The result of all the publicity was that HSUS and several other public interest organizations, including the Center for Food Safety, sued the FDA over “its repeated, reflexive approval of animal drugs containing ractopamine.” According to their lawsuit, “The FDA has repeatedly approved ractopamine drugs based on pro forma assurances from the drug’s sponsors, and U.S. trade negotiators have even lobbied other nations to stop regulating ractopamine.”

The lawsuit claims that the FDA approved the beta agonist class of drugs without fully examining if they were safe for the environment, animals or people and “asks the Court to set aside FDA’s unlawful approvals.”

Cattle or Chemicals?

On February 19 Canada okayed a new, lower dose labeling option for Zilmax® and Merck seemed to be on track for the re-release of Zilmax® in the U.S., despite the fact that at least one of the major packers has allegedly said they still don’t want Zilmax® fed cattle.

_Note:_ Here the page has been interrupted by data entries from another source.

PR #1385, opened 2024-08-21
feat: add Schema generator Gradle plugin

lauzadis:
## Description of changes

By submitting this pull request, I confirm that my contribution is made under the terms of the Apache 2.0 license.

PR #1585, opened 2025-04-24
fix: use custom Gradle distribution in schema generator tests

lauzadis:
## Description of changes

### DIFF
--- a/hll/dynamodb-mapper/dynamodb-mapper-schema-generator-plugin/src/test/kotlin/aws/sdk/kotlin/hll/dynamodbmapper/plugins/SchemaGeneratorPluginTest.kt
+++ b/hll/dynamodb-mapper/dynamodb-mapper-schema-generator-plugin/src/test/kotlin/aws/sdk/kotlin/hll/dynamodbmapper/plugins/SchemaGeneratorPluginTest.kt
@@ -56,7 +56,6 @@ class SchemaGeneratorPluginTest {
             .create()
             .withProjectDir(testProjectDir)
             .withPluginClasspath()
-            .withGradleDistribution("https://d2pjps8lqszrgq.cloudfront.net/gradle-8.12.1-bin.zip") // TODO Parameterize Gradle versions
             .forwardOutput()
             .withArguments("--info", "build")
     }


hll/dynamodb-mapper/dynamodb-mapper-schema-generator-plugin/src/test/kotlin/aws/sdk/kotlin/hll/dynamodbmapper/plugins/SchemaGeneratorPluginTest.kt
```diff
@@ -56,7 +56,7 @@ class SchemaGeneratorPluginTest {
             .create()
             .withProjectDir(testProjectDir)
             .withPluginClasspath()
-            .withGradleVersion("8.5") // TODO parameterize
+            .withGradleDistribution("https://d2pjps8lqszrgq.cloudfront.net/gradle-8.12.1-bin.zip") // TODO Parameterize Gradle versions
```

As for those of us who went to war on the issue of beta agonists, I think our attitude is best summed up by The Cowboy Hall of Fame honoree, Harvery Dietrich. “We think FDA-approved beta agonists do not belong in the beef industry. In addition to animal welfare, we are also concerned about decreased quality and tenderness. We are in the beef business, not the chemical business. Beef Additive Alert™ would prefer a beta agonist-free beef industry. For consumers. For animal well-being. For our economy. The USA boasts having the world’s premiere beef. Let’s keep it that way.”